Let $X_1,X_2, \cdots$ be a sequence of random variables that converges to random variable $X$ almost surely OR in $L_p$ norm OR in probability OR in distribution. That is
$$X_n\stackrel{a.s.}{\longrightarrow} X$$
OR
$$X_n\stackrel{L_p}{\longrightarrow}X$$
OR
$$X_n\stackrel{\mathscr{P}}{\rightarrow} X$$
OR
$$X_n\stackrel{\mathscr{D}}{\rightarrow} X$$
Let $Y=\frac{1}{n}\sum_{i=1}^{n}X_i$, I am interested in the convergence of the average sequence $\{Y_n\}$ in different cases. i.e. Which of the following conjectures is true?
$$X_n\stackrel{a.s.}{\longrightarrow} X \Rightarrow Y_n\stackrel{a.s.}{\longrightarrow} X$$
$$X_n\stackrel{L_p}{\longrightarrow}X\Rightarrow Y_n\stackrel{L_p}{\longrightarrow} X$$
$$X_n\stackrel{\mathscr{P}}{\rightarrow} X\Rightarrow Y_n\stackrel{\mathscr{P}}{\longrightarrow} X$$
$$X_n\stackrel{\mathscr{D}}{\rightarrow} X\Rightarrow Y_n\stackrel{\mathscr{D}}{\longrightarrow} X$$
If any one of them is incorrect, please give a specific counter example where the limit random variable $X$ is a non-degenerate variable, i.e. $X$ is not a real number(if it is possible). If there is not an $X$ could be non-degenerate, why?
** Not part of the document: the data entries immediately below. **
PR #2662, opened 2023-02-01
feat(logrocket): add request sanitizing and add username& email to sessions

Cliftonz:


apps/web/src/App.tsx
```diff
@@ -40,7 +40,28 @@ import LogRocket from 'logrocket';
 import setupLogRocketReact from 'logrocket-react';
 
 if (LOGROCKET_ID && window !== undefined) {
-  LogRocket.init(LOGROCKET_ID);
+  LogRocket.init(LOGROCKET_ID, {
+    release: 'v0.11.0',
```
scopsy, line 44: This shouldn't be hardcoded like this here. Should be extracted from the package.json or injected in any other dynamic way. (env variables for example) it can get out of sync quite fast

apps/web/src/components/auth/LoginForm.tsx
```diff
@@ -59,6 +61,13 @@ export function LoginForm({ email, token }: Props) {
     try {
       const response = await mutateAsync(itemData);
       setToken((response as any).token);
+
+      const user = await getUser();
```
scopsy, line 65: I would suggest not doing LogRocket identify as part of a login form, since the user can be logged in from a lot of places. (OAuth, signup and etc...) 

You can move this to be part of the authentication hook where we set the user. Or similarly to intercom put it in the high level layout section such as `HeaderNav.tsx` (probably not the best place but at least will work for other sign in methods

.idea/misc.xml
```diff
@@ -0,0 +1,6 @@
+<?xml version="1.0" encoding="UTF-8"?>
+<project version="4">
+  <component name="JavaScriptSettings">
+    <option name="languageLevel" value="FLOW" />
```
scopsy, line 4: If i recall correctly this is configured for "flow" (ts alternative) which we don't use. Do you know how this was generated?

apps/web/src/App.tsx
```diff
@@ -40,7 +40,28 @@ import LogRocket from 'logrocket';
...
+    rootHostname: 'novu.co',
```
scopsy, line 45: Can this be extracted dynamically?

.idea/misc.xml
Cliftonz: No, but I will remove it.

apps/web/src/components/layout/components/HeaderNav.tsx
```diff
@@ -49,6 +50,21 @@ export function HeaderNav({}: Props) {
     }, [currentUser, currentOrganization]);
   }
 
+  if (LOGROCKET_ID) {
+    useEffect(() => {
+      if (currentUser && currentOrganization) {
+        let email = currentUser?.email;
+        email ??= ' ';
```
scopsy, line 57: What is this `??=` never seen such syntax in js. 

Also why are we doing an empty space string here instead of `''`? Would prefer to leave it as null/undefined or even empty string so it will be considered a falsy value.

```suggestion
        const email = currentUser?.email ?? '';
```

apps/web/src/App.tsx
```diff
@@ -38,9 +38,31 @@ import { BrandPage } from './pages/brand/BrandPage';
 import { SegmentProvider } from './store/segment.context';
 import LogRocket from 'logrocket';
 import setupLogRocketReact from 'logrocket-react';
+import packageJson from '../package.json';
```
scopsy, line 41: Did you had a chance to check if in some case this is affecting the build/dist folder structure of the web?

apps/web/src/components/layout/components/HeaderNav.tsx
p-fernandez: It is the nullish coalescing operator. https://developer.mozilla.org/en-US/docs/Web/JavaScript/Reference/Operators/Nullish_coalescing
It is useful to check for existence without being triggered by 0 or false.

Cliftonz: The reason I did this is that logrocket traits does not support undefined value which '' is also considered undefined.

apps/web/src/App.tsx
Cliftonz: What do you mean?

LetItRock: @Cliftonz his suspicion was that the `package.json` won't be available after the build... but I've checked it and actually the `package.json` file is bundled to the app as the JSON string and then parsed... it just adds ~5.14kb to the bundled main JS chunk...

LetItRock: I don't think so

apps/web/src/components/layout/components/HeaderNav.tsx
```diff
@@ -49,6 +50,31 @@ export function HeaderNav({}: Props) {
...
+            name: currentUser?.firstName + ' ' + currentUser?.lastName,
+            organizationId: currentOrganization._id,
+            organization: currentOrganization.name,
+          };
+        }
+
+        LogRocket.identify(currentUser?._id, logrocketTraits);
+      }
+    }, [currentUser, currentOrganization]);
+  }
```
LetItRock, line 76: please move the `if (LOGROCKET_ID)` to be inside the `useEffect`

```suggestion
    useEffect(() => {
      if (!LOGROCKET_ID) return;
      
      if (currentUser && currentOrganization) {
        let logrocketTraits;

        if (currentUser?.email !== undefined) {
          logrocketTraits = {
            name: currentUser?.firstName + ' ' + currentUser?.lastName,
            organizationId: currentOrganization._id,
            organization: currentOrganization.name,
            email: currentUser?.email ? currentUser?.email : ' ',
          };
        } else {
          logrocketTraits = {
            name: currentUser?.firstName + ' ' + currentUser?.lastName,
            organizationId: currentOrganization._id,
            organization: currentOrganization.name,
          };
        }

        LogRocket.identify(currentUser?._id, logrocketTraits);
      }
    }, [currentUser, currentOrganization]);
```

apps/web/src/App.tsx
Cliftonz: @scopsy This should be good to merge then

scopsy (approved):

scopsy:
@Cliftonz let's fix the prettier errors and feel free to merge once test passed 🎉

(Maybe we can add a non-degenerate $X$ to the existing counter example? Namely, if $X$ is non-degenerate, then let $X_n^{\prime}=X_n-X$. Thus, we have $X_n^{\prime}\rightarrow 0$ in different modes. By the additivity of limit, it is make sense for non-degenrate case. Would it be all right? )
Many thanks.
Update: Now we know that for the arithmetic mean, case 1 and case 2 are true, meanwhile case 3 and case 4 are false.
Further, I want to know can the conclusion be extended to geometric mean, harmonic mean and quadratic mean? By the continuous mapping theorem, I think, for case 1, so does geometric mean, harmonic mean and quadratic mean as well. But I am not sure about the case 2. Moreover, for the other forms of mean, will the conclusions of the other two cases change?
Best Answer
For 3., let $(A_i)$ be a sequence of independent events such that for $2^N+1\leqslant i\leqslant 2^{N+1}$, $\Pr(A_i)=2^{-N}$. Let $X_i=i\mathbf 1_{A_i}$. Then the following inclusion holds: $$ \left\{ \frac 1{2^{N+1}}\sum_{i=1}^{2^{N+1}}X_i\geqslant \frac 12 \right\} \supset\bigcup_{i=2^N+1}^{2^{N+1}}A_i$$ and a lower bound for $\Pr\left(\bigcup_{i=2^N+1}^{2^{N+1}}A_i\right)$ can be obtained by Bonferroni's inequality, namely, $$ \Pr\left(\bigcup_{i=2^N+1}^{2^{N+1}}A_i\right)\geqslant \sum_{i=2^N+1}^{2^{N+1}}\Pr(A_i)- \sum_{2^{N}+1\leqslant i\leqslant j\leqslant 2^{N+1}}\Pr(A_i\cap A_j) $$ and using independence and the fact that $\Pr(A_i)=2^{-N}$, we get $$ \Pr\left\{ \frac 1{2^{N+1}}\sum_{i=1}^{2^{N+1}}X_i\geqslant \frac 12 \right\}\geqslant 1-\frac 12\left(1-2^{-N}\right). $$
For 4., let $X_{2i}=U$ and $X_{2i+1}=-U$, where $U$ takes the values $1$ and $-1$ with probability $1/2$.